Category A: Scrap only
Cat A means the vehicle is so severely damaged that nothing should be salvaged—not even parts. It must be crushed.
What it means for your pay-out: you’ll typically receive a settlement (less any excess), and you won’t be able to buy the vehicle back.
Category B: Break for parts (shell must be destroyed)
Cat B vehicles can have parts salvaged, but the body shell must be crushed. This category is usually used when the car is unsafe to return to the road.
What it means for your pay-out: settlement is paid, and buy-back is generally not allowed in the normal sense because the shell cannot be legally reused.
Category C: Repairable, but repair cost is high (legacy)
Cat C (older classification) meant the car was repairable, but the repair cost exceeded the vehicle’s value.
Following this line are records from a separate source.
PR #7872, opened 2025-02-14
fix: Fix the problem of duplicate content display in the model list

ssongliu:


backend/app/service/website_utils.go
```diff
@@ -1150,17 +1150,17 @@ func GetAllowIps(website model.Website) []string {
...
+	// config := nginxFull.SiteConfig.Config
+	// server := config.FindServers()[0]
+	// dirs := server.GetDirectives()
+	// for _, dir := range dirs {
+	// 	if dir.GetName() == "location" && dir.GetParameters()[0] == "/" {
+	// 		// server.UpdateRootProxy()
+	// 	}
+	// }
 	return nil
 }
```
wanghe-fit2cloud, line 1166: The provided code appears to have several issues and inefficiencies:

1. **Irregular Logic**: The code contains commented-out blocks that perform operations related to setting up an AI proxy in Nginx, but none of these operations are actually executed.

2. **Return Value**: The function returns `nil` without performing any configuration tasks, which is not correct given the name suggests it should handle proxy configurations.

3. **Code Duplication**: There seems to be duplicated logic around obtaining Nginx configuration and iterating over directives, although some duplication has been removed.

### Potential Improvements:
1. **Remove Commented-Out Code**: If the intention is for this code to do something, it should not remain commented out.

2. **Implement Proper Configuration Setup**: Replace the comment on line 148 with actual setup logic to apply the AI proxy configuration.

3. **Optimize Looping Over Directives**: Ensure there isn’t unnecessary looping or redundant checks.

Here's an example refactor incorporating optimizations:

```go
func ConfigAIProxy(website model.Website) error {
	config := website.SiteConfig.Config

	for _, server := range config.Servers() {
		for _, dir := range server.Directives() {
			if dir.Name == "location" && dir.Parameter[0] == "/" {
				dir.SetParameter("proxy_pass", "/api-proxy-url")
				break
			}
		}
	}

	return nil
}
```

### Key Changes Made:
- Removed commenting.
- Added a loop through server and directive lists.
- Set the `proxy_pass` parameter directly within the iteration process, assuming `/api-proxy-url` is the intended target URL.
- This approach assumes that the structure of `config.Servers()` and `server.Directives()` matches typical Nginx configurations.

Replace `/api-proxy-url` with the actual URL you want to configure as the reverse proxy.

frontend/src/views/ai-tools/model/index.vue
```diff
@@ -58,9 +58,15 @@
...
+                                type="primary"
+                                class="cursor-pointer"
+                                @click="onLoad(row.name)"
+                            >
                                 {{ row.name }}
                             </el-text>
+                            <span v-else>{{ row.name }}</span>
                         </template>
                     </el-table-column>
                     <el-table-column :label="$t('file.size')" prop="size" />
```
wanghe-fit2cloud, line 72: The code snippet you provided has a single change to address an edge case where `row.size` might be `'-'`. Here are the changes and their implications:

### Change Details

1. **Conditional Spanning with Vue Directives:**
   ```vue
   <template #default="{ row }">
       <el-text
           v-if="row.size !== '-'"
           type="primary"
           class="cursor-pointer"
           @click="onLoad(row.name)"
       >
           {{ row.name }}
       </el-text>
+      <span v-else>{{ row.name }}</span>
   </template>
   ```
   
2. **Removing `<el-text>` for Non-Sized Rows in Place of Default Template:**
   ```vue
                       <el-table-column :label="$t('commons.table.name')" prop="name" min-width="90">
                           <!-- ... -->
                           <template #default="{ row }">
                               <el-text
                                   v-if="row.size !== '-'"
                                   type="primary"
                                   class="cursor-pointer"
                                   @click="onLoad(row.name)"
                               >
                                   <!-- This line now directly shows the name without additional wrapping -->
                                   {{ row.name }}
                               </el-text>
+                              <span v-else>{{ row.name }}</span>
                           </template>
                           <!-- ... -->
                       </el-table-column>
               ```

#### Implications

**Positive Changes:**
1. **Visual Clarity:** By using a conditional span (`<span>`) when `row.size === "-"`, we ensure that table cells containing no size information are visually distinct from those with valid sizes. This improves readability.
  * Example Scenario:
    ```vue
        // Old (incorrect) behavior: No visual distinction between rows with/without size "-"
        | Name          | Size    |
        |---------------|---------|
        | FileA         | Large   |
        | FileB          | -       |
        
        // New behavior with proper separation:
        | Name          | Size    |
        |---------------|---------|
        | FileA         | Large   |
        | FileB          |         |
    ```

**Negative Changes/Nominations:**

None. The update aligns well within existing template structure and does not introduce new bugs.

### Suggested Improvements/Optimizations

- Ensure consistency throughout related components; sometimes, similar logic may exist elsewhere making these updates necessary or redundant. 

In summary, this change enhances table readability while maintaining the functionality needed to handle empty size values appropriately.

backend/app/service/ai_tool.go
```diff
@@ -56,7 +56,7 @@ func (u *AIToolService) Search(req dto.SearchWithPage) (int64, []dto.OllamaModel
 		if parts[0] == "NAME" {
 			continue
 		}
-		modelMaps[parts[0]] = struct{}{}
+		modelMaps[strings.ReplaceAll(parts[0], ":", "-")] = struct{}{}
 		list = append(list, dto.OllamaModelInfo{Name: parts[0], Size: parts[2] + " " + parts[3], Modified: strings.Join(parts[4:], " ")})
 	}
 	entries, _ := os.ReadDir(path.Join(global.CONF.System.DataDir, "log", "AITools"))
```
wanghe-fit2cloud, line 62: The changes made seem to be aimed at normalizing and sanitizing the keys used in `modelMaps`. Specifically, they replace all colons (`:`) with dashes (`-`) in model names before adding them to the `modelMaps` map.

This change doesn't appear to introduce any significant issues or optimize the code. However, it does have some implications:

1. **Consistency**: This approach ensures that model names will always use hyphens instead of colons when stored or accessed later on.
2. **Safety**: It helps sanitize input from other parts of the system, potentially reducing the risk of malformed data causing errors if models are named with colons.

Here's a slightly more concise version of the relevant parts:

```go
	for _, line := range lines {
		parts := strings.Fields(line)
		if len(parts) < 6 || parts[0] == "NAME" {
			continue
		}
		modelMaps[strings.ReplaceAll(parts[0], ":", "-")] = struct{}{}
		list = append(list, dto.OllamaModelInfo{
			Name:    parts[0],
			Size:     parts[2] + " " + parts[3],
			Modified: strings.Join(parts[4:], " "),
		})
	}
```

Overall, this modification maintains functionality while improving consistency and potential for security benefits.

wanghe-fit2cloud (commented):
/lgtm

In many cases, insurers wrote it off because it wasn’t economical.
What it means for your pay-out: you’re paid the vehicle’s value (minus excess). Sometimes buy-back is offered, but you’d need to repair it and meet the legal/roadworthy requirements to use it again.
Category D: Repairable, but not worth it for the insurer (legacy)
Cat D (older classification) meant repairable damage, but the insurer still declared a write-off because of extra costs—like hire car fees, parts delays, or admin—making it uneconomical overall.
What it means for your pay-out: similar to Cat C, but the damage is often less severe. Buy-back is sometimes possible, with the same warning: you take on the repair risk.
Important note: Categories changed in many markets
In some regions (notably the UK), Cat C and Cat D were replaced by Cat S (structural damage) and Cat N (non-structural damage). You’ll still see A and B used, and C/D referenced in older listings and documentation. If you’re unsure which system applies to your vehicle, check your claim documents or the vehicle history record.
How to protect your settlement
To get a fair outcome with car insurance, keep maintenance records, log accessories/modifications, and ask how the insurer calculated the vehicle’s value. If you disagree, request the valuation basis and provide comparable listings (same year, mileage range, trim level, condition).
Bottom line
Write-off categories shape what happens next: whether the vehicle is scrapped, broken for parts, or potentially repairable—and how cleanly you can move on after the claim. The more you understand the category, the better you can assess your options and avoid expensive surprises.